PR #537, opened 2022-05-27
Add Rollbar to backend

### LINKED ISSUE #534: Add Rollbar to backend with Slack integration

BryanQuigley:
Only needed to be added to django, the terraform and keys were
already setup.

Testing plan:
Try changing default_from_email to something not verified
and then signing up should fail and error should be reported to slack.
Or some other kind of crash.

Resolves: #534

### Checklist

### Demo

See Slack.


ddohler (approved):
I saw the crash on Slack when you were testing so I didn't test that path again. Looks good!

........

Problem requirements: Line by line, transcribe all of the records exactly.

Answer to the problem:
PR #537, opened 2022-05-27
Add Rollbar to backend

### LINKED ISSUE #534: Add Rollbar to backend with Slack integration

BryanQuigley:
Only needed to be added to django, the terraform and keys were
already setup.

Testing plan:
Try changing default_from_email to something not verified
and then signing up should fail and error should be reported to slack.
Or some other kind of crash.

Resolves: #534

### Checklist

### Demo

See Slack.


ddohler (approved):
I saw the crash on Slack when you were testing so I didn't test that path again. Looks good!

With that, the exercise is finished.